About the max value, I think it is sufficient if the dynamic in M is limited (below 1e14 for instance) adding a cost that is bigger than all the other would prevent any mass on the link because the solver is a Network simplex and the solution will always be on a face of the polytop and under the dynamic condition this face can be improved if there is mass on the largest values of M.
POT exact OT solver is a wrapper around the C++ LEMON solver and we modifying it is out of what we can do.
ok, thanks.
In addition, it might require some kind of testings at each iteration that could greatly decrease the performance.
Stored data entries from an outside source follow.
PR #1957, opened 2023-09-05
fix: make icons appear centered within buttons

spiess-demos:
This is a minor ui fix. Before, icons within the two upmost buttons were misaligned:
image

This is fixed now:
image

### DIFF
--- a/client/js/components/procedure/StatementSegmentsList/StatementSegment.vue
+++ b/client/js/components/procedure/StatementSegmentsList/StatementSegment.vue
@@ -229,6 +229,7 @@
           }"
           @click="isFullscreen = !isFullscreen">
           <dp-icon
+            class="inline-block"
             :icon="isFullscreen ? 'compress' : 'expand'"
             aria-hidden="true" />
         </button>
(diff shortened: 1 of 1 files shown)


client/js/components/procedure/StatementSegmentsList/StatementSegment.vue
```diff
@@ -259,7 +260,9 @@
           }"
           @click.prevent="showSegmentVersionHistory"
           data-cy="segmentVersionHistory">
-          <dp-icon icon="history" />
+          <dp-icon
+            class="inline-block"
```
salisdemos, line 264: should this be added in dpIcon? Or are there cases, whee its not usefull to set it to inline-block?

salisdemos (approved):

client/js/components/procedure/StatementSegmentsList/StatementSegment.vue
spiess-demos: this was my first thought as well, but then, i realised that the "new standard" way of doing micro ui would rather involve `inline-flex` which did not work for this special case. Iguess more research is needed to set a reasonable default for the `display` property in `DpIcon`.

Yes, although since I am not familiar with the algorithm I have no idea how large the cost would be.
About the max value, I think it is sufficient if the dynamic in M is limited (below 1e14 for instance) adding a cost that is bigger than all the other would prevent any mass on the link because the solver is a Network simplex and the solution will always be on a face of the polytop and under the dynamic condition this face can be improved if there is mass on the largest values of M.
emd(a=[],b=[],M=[[1,10,10],[10,1,10],[10,10,18]]) outputs a diagonal matrix, which in particular puts some mass on the 18, I need something strictly larger than 19 so it outputs a different plan. So "bigger than all the other" isn't quite sufficient, more like bigger than a path that can replace this link, or to be safe maybe bigger than the sum of the other costs.